Sue on the grounds of suppression of evidence? Is that even possible?


----------



## arbitrator (Feb 13, 2012)

skerzoid said:


> Yes, I watched that one too. And the state of Missouri is considering retrying him. FUBAR!


*They're only wanting to retry him because the State of Missouri doesn't want to have to immediately shell out some 7 figures to the wrongfully convicted man for malicious or flippant prosecution!

Most states have hefty insurance policies in place to pay off such restitution claims, but if it's ever used, the insurance companies can astronomically raise the state's insurance premium rates and can have the right to subrograte against either the state or its prosecutors in a civil court; and if the state can prove malice and aforethought, they can then have these same prosecutors indicted and tried in either a Federal or State criminal court setting!

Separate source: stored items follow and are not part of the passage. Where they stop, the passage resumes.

PR #1950, opened 2018-02-22
elf: better debug messages

sergiusens:
Some debug messages needed polishing, like the linker check.
Others, like the check for exclusions of libraries, needed
polish to not repeat itself over and over again when
running off of a non supported base. This comes with a
side effect of reducing the amount of calls necessary
for the check where the debug message is displayed.

-----

### DIFF
--- a/snapcraft/internal/elf.py
+++ b/snapcraft/internal/elf.py
@@ -217,7 +217,8 @@ class ElfFile:
         linker_version = m.group('linker_version')
         r = parse_version(version_required) <= parse_version(linker_version)
         logger.debug('Checking if linker {!r} will work with '
-                     'GLIBC_{}: {!r}'.format(linker, version_required, r))
+                     'GLIBC_{} required by {!r}: {!r}'.format(
+                         linker, version_required, self.path, r))
         return r
 
     def get_required_glibc(self) -> str:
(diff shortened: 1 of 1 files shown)


snapcraft/internal/elf.py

Do the State and the aggrieved a severe favor! Drop the case, profusely apologize, and pay him every red cent of what he's due before such time that you find yourself sitting over in the defendants chair, being thoroughly grilled by a team of Federal Prosecutors who will have you standing trial for criminally violating another persons civil rights!

One thing is definitely for certain: those Federal Prosecutors will have far more respect for your very own civil rights and liberties than you ever did for the man whom you so wrongfully convicted!*


----------



## BobSimmons (Mar 2, 2013)

Chuck71 said:


> I'd be suing the state..... you'll never get those eight years back. Lost wages, family thinks he did it,
> 
> lost home, everything. If he returns to his hometown, he wouldn't even get hired at McDs.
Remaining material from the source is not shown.